Go through the records and copy each line where the word "commits" occurs.

- - -

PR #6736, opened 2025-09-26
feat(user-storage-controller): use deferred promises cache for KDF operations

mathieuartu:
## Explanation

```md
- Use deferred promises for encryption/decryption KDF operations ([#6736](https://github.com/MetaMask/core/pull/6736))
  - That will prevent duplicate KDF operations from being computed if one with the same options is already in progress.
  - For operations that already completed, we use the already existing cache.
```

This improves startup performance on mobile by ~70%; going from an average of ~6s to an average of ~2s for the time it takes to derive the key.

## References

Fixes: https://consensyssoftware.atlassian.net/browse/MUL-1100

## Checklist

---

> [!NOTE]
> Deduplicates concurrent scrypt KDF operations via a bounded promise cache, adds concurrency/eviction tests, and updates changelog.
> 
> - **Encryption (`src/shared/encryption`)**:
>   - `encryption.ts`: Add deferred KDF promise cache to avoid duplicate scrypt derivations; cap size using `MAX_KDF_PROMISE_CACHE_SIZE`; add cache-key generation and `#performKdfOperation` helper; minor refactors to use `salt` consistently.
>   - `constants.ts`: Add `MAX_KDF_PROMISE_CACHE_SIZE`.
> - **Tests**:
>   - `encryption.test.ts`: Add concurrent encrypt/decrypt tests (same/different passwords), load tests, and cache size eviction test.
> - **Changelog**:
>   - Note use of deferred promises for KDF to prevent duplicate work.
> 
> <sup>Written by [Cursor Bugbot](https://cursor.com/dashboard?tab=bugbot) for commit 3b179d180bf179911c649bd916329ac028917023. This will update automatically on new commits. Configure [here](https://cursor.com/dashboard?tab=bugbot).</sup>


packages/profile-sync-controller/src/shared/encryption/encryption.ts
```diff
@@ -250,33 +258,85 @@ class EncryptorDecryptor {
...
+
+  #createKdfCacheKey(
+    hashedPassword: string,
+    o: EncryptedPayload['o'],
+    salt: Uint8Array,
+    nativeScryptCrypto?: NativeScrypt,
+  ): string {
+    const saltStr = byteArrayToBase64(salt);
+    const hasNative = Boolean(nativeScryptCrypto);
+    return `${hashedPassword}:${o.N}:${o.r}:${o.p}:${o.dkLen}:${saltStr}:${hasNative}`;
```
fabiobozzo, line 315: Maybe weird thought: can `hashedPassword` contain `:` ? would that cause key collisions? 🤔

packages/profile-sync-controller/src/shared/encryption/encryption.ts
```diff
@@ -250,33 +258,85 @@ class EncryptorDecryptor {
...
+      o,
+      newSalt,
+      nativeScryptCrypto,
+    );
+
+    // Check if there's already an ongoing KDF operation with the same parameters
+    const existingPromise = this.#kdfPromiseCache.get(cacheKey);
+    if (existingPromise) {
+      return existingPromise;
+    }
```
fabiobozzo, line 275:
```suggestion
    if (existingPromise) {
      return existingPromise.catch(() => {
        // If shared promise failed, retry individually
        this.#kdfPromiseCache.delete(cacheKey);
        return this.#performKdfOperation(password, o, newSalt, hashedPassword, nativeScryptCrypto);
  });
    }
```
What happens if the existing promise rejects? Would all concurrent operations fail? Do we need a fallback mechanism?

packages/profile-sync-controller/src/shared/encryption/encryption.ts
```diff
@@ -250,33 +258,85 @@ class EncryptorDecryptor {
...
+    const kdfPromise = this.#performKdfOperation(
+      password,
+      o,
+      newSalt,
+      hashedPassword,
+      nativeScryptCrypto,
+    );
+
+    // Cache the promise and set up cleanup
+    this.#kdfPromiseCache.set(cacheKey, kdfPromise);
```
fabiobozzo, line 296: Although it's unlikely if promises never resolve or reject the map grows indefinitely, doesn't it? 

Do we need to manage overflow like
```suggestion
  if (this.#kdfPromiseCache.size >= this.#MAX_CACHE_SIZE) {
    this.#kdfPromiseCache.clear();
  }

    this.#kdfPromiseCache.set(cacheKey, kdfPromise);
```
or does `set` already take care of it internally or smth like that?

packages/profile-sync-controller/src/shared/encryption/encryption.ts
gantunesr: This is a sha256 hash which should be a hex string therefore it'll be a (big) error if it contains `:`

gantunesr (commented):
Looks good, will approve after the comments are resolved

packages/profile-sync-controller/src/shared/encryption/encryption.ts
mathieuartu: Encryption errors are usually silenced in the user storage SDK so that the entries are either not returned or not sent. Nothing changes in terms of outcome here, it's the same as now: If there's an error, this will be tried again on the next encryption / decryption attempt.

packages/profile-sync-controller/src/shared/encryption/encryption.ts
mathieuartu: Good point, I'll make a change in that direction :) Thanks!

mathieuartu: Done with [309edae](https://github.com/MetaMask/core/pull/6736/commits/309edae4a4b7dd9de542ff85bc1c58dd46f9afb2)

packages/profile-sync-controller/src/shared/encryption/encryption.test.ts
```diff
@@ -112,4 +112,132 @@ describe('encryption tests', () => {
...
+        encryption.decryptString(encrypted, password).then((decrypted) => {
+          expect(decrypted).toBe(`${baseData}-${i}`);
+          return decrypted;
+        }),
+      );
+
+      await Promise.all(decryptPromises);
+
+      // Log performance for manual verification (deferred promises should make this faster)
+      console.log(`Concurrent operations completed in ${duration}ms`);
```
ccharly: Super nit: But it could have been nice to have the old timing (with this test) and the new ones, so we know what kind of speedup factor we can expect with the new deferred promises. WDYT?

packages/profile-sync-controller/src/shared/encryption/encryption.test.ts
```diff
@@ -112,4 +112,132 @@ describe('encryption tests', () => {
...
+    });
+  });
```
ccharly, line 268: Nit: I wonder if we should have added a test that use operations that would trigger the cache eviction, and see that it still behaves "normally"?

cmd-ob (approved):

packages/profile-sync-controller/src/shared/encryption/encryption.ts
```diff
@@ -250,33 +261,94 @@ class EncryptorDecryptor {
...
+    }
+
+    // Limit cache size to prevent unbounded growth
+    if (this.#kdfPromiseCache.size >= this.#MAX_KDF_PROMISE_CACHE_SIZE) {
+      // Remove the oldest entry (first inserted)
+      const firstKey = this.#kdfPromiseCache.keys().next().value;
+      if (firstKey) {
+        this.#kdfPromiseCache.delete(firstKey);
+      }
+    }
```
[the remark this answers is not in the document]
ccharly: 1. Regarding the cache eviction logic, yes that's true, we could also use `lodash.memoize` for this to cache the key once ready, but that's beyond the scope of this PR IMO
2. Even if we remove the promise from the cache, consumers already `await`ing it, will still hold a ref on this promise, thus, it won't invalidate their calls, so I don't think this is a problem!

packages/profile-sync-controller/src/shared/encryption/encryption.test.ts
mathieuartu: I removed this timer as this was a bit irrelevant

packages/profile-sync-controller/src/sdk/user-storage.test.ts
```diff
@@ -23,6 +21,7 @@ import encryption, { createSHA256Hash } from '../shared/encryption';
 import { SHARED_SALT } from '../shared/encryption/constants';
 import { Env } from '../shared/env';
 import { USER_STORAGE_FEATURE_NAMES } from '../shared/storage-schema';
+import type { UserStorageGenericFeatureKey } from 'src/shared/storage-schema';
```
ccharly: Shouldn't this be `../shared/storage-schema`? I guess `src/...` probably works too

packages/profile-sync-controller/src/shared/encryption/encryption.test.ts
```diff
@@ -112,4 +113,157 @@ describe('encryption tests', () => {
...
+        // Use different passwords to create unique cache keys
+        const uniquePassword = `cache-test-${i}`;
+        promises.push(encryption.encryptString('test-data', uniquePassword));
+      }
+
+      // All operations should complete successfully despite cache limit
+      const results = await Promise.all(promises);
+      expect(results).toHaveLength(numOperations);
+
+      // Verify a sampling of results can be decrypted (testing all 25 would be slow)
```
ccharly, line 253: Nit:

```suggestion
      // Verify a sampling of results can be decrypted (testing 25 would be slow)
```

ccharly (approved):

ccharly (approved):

- - -

__RESULT OF THE EXERCISE__.
> <sup>Written by [Cursor Bugbot](https://cursor.com/dashboard?tab=bugbot) for commit 3b179d180bf179911c649bd916329ac028917023. This will update automatically on new commits. Configure [here](https://cursor.com/dashboard?tab=bugbot).</sup>
mathieuartu: Done with [309edae](https://github.com/MetaMask/core/pull/6736/commits/309edae4a4b7dd9de542ff85bc1c58dd46f9afb2)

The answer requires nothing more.